Some people are just dead wrong.






Mean people suck.






Kids don't listen.






Some parents expect children to behave better and be braver than they are.






Some parents kids have zero respect for them.






Not all kids are cute.






Apparently if you call one of your 2 very closest friends and tell them what is happening in your life and the conflict or problem involved another person...it's gossip. So lesson kids... you cannot have 2 close friends and share openly with them about difficulties in your work, the activities you volunteer with etc because it's gossip and they will tell others then act indignantly.






I thought gossip was being ugly, being cowardly, not being truthful, talking about someone behind their back but then smiling and hugging them to their face? You know what it is precisely that, and that folks is the pot calling the kettle black. I will say this there is nothing I have or will say behind someone's back that I will not say to their faces. If I said it I own it. I may have to eat and grovel for being horrible but I will own it.






Here's what else I learned today too...some parents know that other parents teen daughters are sneaking out of the house to meet boys and they will gossip about it to others but not tell the parents. Then that same person will stand smugly and call someone else a gossip- wow. Don't worry if this shoe doesn't fit you don't have to put it on.
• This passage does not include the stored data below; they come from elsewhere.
PR #177, opened 2021-09-02
Provide the ability to use variable message payload in tests

breathx:
Fixes #96.

@gear-tech/dev

PR #244, opened 2021-09-15
Variable message payload in tests

### LINKED ISSUE #96: Send and expect custom payload in tests
**Problem to Solve**
Custom payload in tests.

**Possible Solution**
Parse metadata from `.meta.wasm` and encode/decode data provided from `.yaml` with SCALE.

**Notes**
Something like this:
```yaml
title: meta

programs:
  - id: 1
    path: examples/target/wasm32-unknown-unknown/release/demo_meta.wasm
    meta: examples/target/wasm32-unknown-unknown/release/demo_meta.meta.wasm
    init_message:
      kind: custom
      value:
        value: 1
        annotation: "hello"

fixtures:
  - title: meta
    messages:
      - destination: 1
        payload:
          kind: custom
          value:
            value: 1
            annotation: "hello"
    expected:
      - messages:
          - destination: 1
            payload:
              kind: custom
              value:
                old_value: 0
                new_value: 1
```

breathx:
Fixes #96.

Other solution in continuing of #177.

- New payload type `custom`
- Js module of encoding and decoding bytes
- Extend `meta` demo
- Fix `wasm-proc`. It now requires you to explicitly indicate -p flag.
- Updates on CI and scripts

NOTE:
Care with expected messages. You must mark only init output messages as `init: true` to get correct comparing output. If you miss it, expectation and real messages might be decoded in null and pass the check, cause null == null

@gear-tech/dev


gtest/src/js/decode.js
```diff
@@ -0,0 +1,31 @@
+const fs = require("fs");
+const { CreateType, getWasmMetadata } = require("@gear-js/api");
+const yargs = require("yargs");
+
+const argv = yargs
+    .option('path', {
+        alias: 'p',
+        default: "../../../examples/target/wasm32-unknown-unknown/release/demo_meta.meta.wasm",
```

I learned that I have a eensy weensy teensy bit more restraint than I even thought because I did not have myself a full on Mississippi Squirrel Revival. (in the Ray Stevens Song MS Squirrel Revival a crazed squirrel runs up and down folks legs and makes them confess all their sins AND EVERYONE else's)






I was very tempted, when I was attacked to lay out a few more details than some would have been prepared to handle about their behaviors and their kids or that they would not have wanted blasted in front of others...in church. I did not. See - restraint. I wish I could say I maintained my composure but I didn't. I was cleaning house (here) and left in a rush. My clean hair had dried naturally which translates to frizzy, bushy and unkept and it was pinned and pulled back in several clips and pins. I had no make-up and glasses. I was red faced, shaking and I looked like the wild woman of Borneo. not good. not good at all.






Now what?






Now, I realize that the community of Christians, Homeschoolers and Friends I thought I was part of is flawed. No big surprise, Christians aren't perfect, neither are hs'ers and friends are human so no suprise there either. It is still hurtful. The truth too is -I do gossip sometimes and I do not like that about myself. As painful as it was, as hypocritical as others might be it, it doesn't change my bad behavior and that is on my conscience. I will reconcile this very soon.






I accept that what has been coming on for many months has finally come to a dramatic conclusion (would I have any other kind?) and it is time for me to move on and do better. I have much to work on, much to change and I need to model much for my kids.






This includes moving away from people who hurt you, trusting your instincts, standing up for what is right even when it makes you unpopular, calling people to a higher standard, having the courage to stand behind everything you say no matter what, standing up for those who are weaker, not being peer focused and choosing healthy relationships.






As sarcastic and smug as this venting is I actually did learn a lot.






The most important thing I learned...I saw 2 very strong Christian women behave with class, composure and 100% as Christians whom I would do well to learn from. I also saw a woman who is considering being a Christian step out as more of a Christian than other "seasoned" Christians. Both acted with charity and forgiveness, patience, love, and kindness.






I probably should have stayed home. I probably should have done much differently but the you can't unring a bell. For better or worse some truth was brought to light, and I can make decisions now with all the information I need.